> ABOUT THIS TASK:
The result should be an exact copy of the lines from the one with "vendor dictated way instead of generic one" through the last line of the data below, both included.

> LISTED ENTRIES:
PR #67, opened 2019-11-21
[sonic_platform_common/fan]add fan direction "not applicable"

stephenxs:
[sonic_platform_common/fan]add fan direction "not applicable"
it is for the devices that don't support fetching fan's direction for now

### DIFF
--- a/sonic_platform_base/fan_base.py
+++ b/sonic_platform_base/fan_base.py
@@ -18,6 +18,7 @@ class FanBase(device_base.DeviceBase):
     # Possible fan directions (relative to port-side of device)
     FAN_DIRECTION_INTAKE = "intake"
     FAN_DIRECTION_EXHAUST = "exhaust"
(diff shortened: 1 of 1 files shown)


sonic_platform_base/fan_base.py
```diff
@@ -18,6 +18,7 @@ class FanBase(device_base.DeviceBase):
     # Possible fan directions (relative to port-side of device)
     FAN_DIRECTION_INTAKE = "intake"
     FAN_DIRECTION_EXHAUST = "exhaust"
+    FAN_DIRECTION_NOT_APPLICABLE = "not applicable"
```
jleveque: Maybe make the string `N/A` to be more brief?

stephenxs: > Maybe make the string `N/A` to be more brief?

Updated.

PR #479, opened 2024-06-28
fix(sfp): fix rx power conversion

ishidawataru:
#### Description

fixes how to calculate the rx power when the external calibration is used according to the SFF-8472 Rev 12.4 section 9.3.

#### Motivation and Context

fixes https://github.com/sonic-net/sonic-platform-common/issues/449

No. Asking the original reporter of this bug to test this as I don't have access to a real device that uses this feature


sonic_platform_base/sonic_sfp/sff8472.py
```diff
@@ -828,49 +821,23 @@ def calc_rx_power(self, eeprom_data, offset, size):
...
+                result = 0
+                for i in range(0, 5):
+                    field_name = f'RX_PWR_{i}'
+                    rx_pwr = self.dom_ext_calibration_constants[field_name]
+                    off = rx_pwr['offset']
+                    size = rx_pwr['size']
+                    coeff = self.float_from_bytes(eeprom_data[off:off+size])
+                    result += coeff * rx_pwr_ad ** i
+
+                result = result * 0.0001 # uW to mW
```
JaapKeuter, line 840: Here the comment should make it clear that the `result` value is in 0.1 uW units, not uW (the formula in the documentation at section 9.3 is _also_ misleading in that regards). Otherwise the conversion factor may be interpreted off by an order of magnitude by an unsuspecting reader.

JaapKeuter:
This code has been tested, see [issue 449](https://github.com/sonic-net/sonic-platform-common/issues/449#issuecomment-2227283551), and found to be correct. The only remark is about a comment in the code.

With a changed comment this code should be merged, IMHO.

JaapKeuter:
@ishidawataru : Could you pay attention to this change, i.e. finalizing the draft and putting it forward for merging please?

PR #481, opened 2024-07-03
Generate media key in platform sepcific way and fix cable issues

jemifdo:
#### Description
- Add API to support the generation of the preemphasis key in a platform
  vendor dictated way instead of generic one
- Add break to return the cable length immediately and avoid reading the
  junk values
- Ignore ASCII errors as some cables might have some junk values causing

> THE COMPLETED TASK:
  vendor dictated way instead of generic one
- Add break to return the cable length immediately and avoid reading the
  junk values
- Ignore ASCII errors as some cables might have some junk values causing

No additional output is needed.